The above functions seem to be housekeeping functions that were differentially methylated? This involved in heritability? Long term change in housekeeping methylation levels. Not short-term env. inducible?

In reduced pH conditions, Montipora capitata global methylation levels did not change, but Pocillopora acuta’s increased after 6 week exposure. Caveat: Mcap could have undergone increases and decreases that leveled out to an appearance of no response(Putnam et al 2016).

3 month reciprocal transplant of Acropora millepora from GBR; reefs were different in mean temperature and other abiotic factors. MBD-seq methods. Fitness higher at colder reef (possibly b/c higher concentration of nutrients). Methylation shift in genic regions. Transplant from hot to cold resulted in highly methylated genes becoming less methylated and less methylated genes becoming more methylated. This was mirrored but less pronounced from cold to hot reef. Transplated corals GBM shifted to reflect the location transplanted to: aka dynamic not fixed patterns. Dixon et al 2018; Dixon et al 2017 > cold reef was also higher in nutrients – more nutrients allowing for more methylation activity via more metabolites and energy?

Increase in genome-wide methylation in Stylophora pistillata when exposed to pH conditions for 2 years.

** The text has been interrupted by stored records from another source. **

PR #185, opened 2023-07-13
Feature/fix eigen pass by reference

ofloveandhate:
an attempt to get functions which return by pass by reference to be callable using numpy objects from python.

the workaround is super hacky.  i hate it.  the real solution is to actually use `Eigen::Ref` throughout the core.  please make that change (it's not trivial).

### DIFF
--- a/.gitignore
+++ b/.gitignore
@@ -37,7 +37,7 @@ python/build/
 # Python files
 *.pyc
 
-
+python/pybertini_*.log
 
 *.dirstamp
 *.deps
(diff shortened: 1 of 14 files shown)


ofloveandhate:
the unit tests in python all pass now.  there's probably a lot of uncovered code, though, so my guess is there's still a fair amount of functions that need to be wrapped.  (they wouldn't need wrapping if they use used `Eigen::Ref` to start with.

Changes modified gene expression and altered pathways in cell cycle regulation. Liew et al 2018

Comparison of genetic and epigenetic variation in Porites spp. of different morphotypes and variety of habitats in Belize. Stronger evidence for genetic structuring rather than epigenetic. Weak positive correlation b/w pairwise genetic and epigenetic distance. 2 pairs of clone showed substantial epigenetic difference = strong env. effect. Methylation is likely strong mix of Environment x Genotype. RRBS methods used. Dimond et al 2017

Seasonal changes in methylation

Acropora cervicornis, over a 17-month period, displayed methylation changes that correlated to sea surface temperature change and this is consist across genets, source sites, and site-specific conditions. Methylation-Sensitive Amplified Polymorphism (MSAP) methods. (Rodriquez-Casariego et al 2020).

Ocean acidification induced methylation changes

(Venkataraman et al 2020) description below.

7 day exposure to extremely elevated pCO2 conditions in pteropod resulted in reduced global methylation after 1 day exposure and leveled off to control after 6 days. MethylFlash Quantification Kit methods (Bogan et al 2020).

Transgenerational methylation

Sea urchins were acclimated during gametogenesis in up-welling and non-upwelling conditions and progeny from these populations were raised in high and low pCO2 treatments. Sampled across 3 developmental stages. Differential progeny methylation correlated to differential paternal condition and progeny condition correlated very little to progeny methylation. Methods: Pico methyl-seq library prep kit, Illumina HiSeq4000 lanes (Strader et al 2019).

Transmission of CpG methylation from adults to sperm and larvae demonstrates genome-wide inheritance. (Liew et al 2020)

Rondon et al 2017

Ryu et al 2018

Ocean acidification conditions for 28 days resulted in 598 differentially methylated loci (DML), mostly in exons. Changes seen in reproductive tissue in eastern oyster means that these changes could be inherited. Measured by MBD-BS methods. DML involved in protein ubiquitination (Venkataraman et al 2020).